El Aissami was born on 12 November 1974 in El Vigía, Mérida, Venezuela. He is one of five children. His mother, May Maddah de El Aissami, is Lebanese while his father, Zaidan El Amin El Aissami, also known as Carlos Zaidan, was a Druze immigrant from Jabal al-Druze in Syria. He was the head of a local Iraqi Ba'athist Party in Venezuela and had connections with leftist political movements in the Middle East. Another family member of El Aissami involved in Ba'athism was his great-uncle, Shibli El Aissami, who was the Assistant Secretary General of the National Command of the Iraqi-dominated Arab Socialist Ba'ath Party.

El Aissami's father supported Hugo Chávez during the February 1992 Venezuelan coup d'état attempt and was arrested. Following the arrest of El Aissami's father in 1992, his great-uncle Shibli El Aissami retired from politics in Iraq, remaining in the country until the 2003 US-led invasion of Iraq.

== Education and militancy ==
Studying both law and criminology, El Aissami attended the University of the Andes (ULA) in Mérida, Venezuela. While there, he was a student of Adán Chávez Frías, the older brother of Hugo Chávez, who was said to have been a mentor to El Aissami. In 1997, he joined the National Youth Directorate of the Fifth Republic Movement to support the election of Hugo Chávez. Near the same time, El Aissami was arrested during an anti-government protest after throwing stones at authorities.

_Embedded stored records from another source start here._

PR #4760, opened 2020-10-12
NAS-107876 / 11.3 / Nas 107876 v11.3

dkmullen:
When geli-locked pool fails to decrypt, the lock turns red and a message appears, and the lock icon that opens the unlock dialog is not shown. Create a test case with:
midclt call datastore.update storage.volume 5 '{"vol_encrypt": 1}' 
(5 being the vol number)

The yellow lock is for a pw-protected pool, and has the icon on the right for unlocking. The red lock is a geli-encrypted pool that failed to decrypt.
image


lola27 (approved):
LGTM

In 2001, El Aissami became president of the student union at ULA. According to the vice rector of academic affairs at ULA, most of the 1,122 students living in the student dormitories at the time were members of Utopia or its allies, that "only 387 are active students and more than 600 have no university connections", and that there were "always weapons there". Unnamed opponents claimed that during student elections El Aissami threatened other candidates with armed gangs, while former governor Florencio Porras (PSUV) accused him of attempting to rig student elections. Following the September 11 attacks in 2001, it was also reported by witnesses that El Aissami had celebrated the attacks on the United States. While a student at ULA, El Assaimi met and befriended Adán Chávez, a political activist and Hugo Chavez' brother. It was through this association that he first engaged in the erly currents of Chavism.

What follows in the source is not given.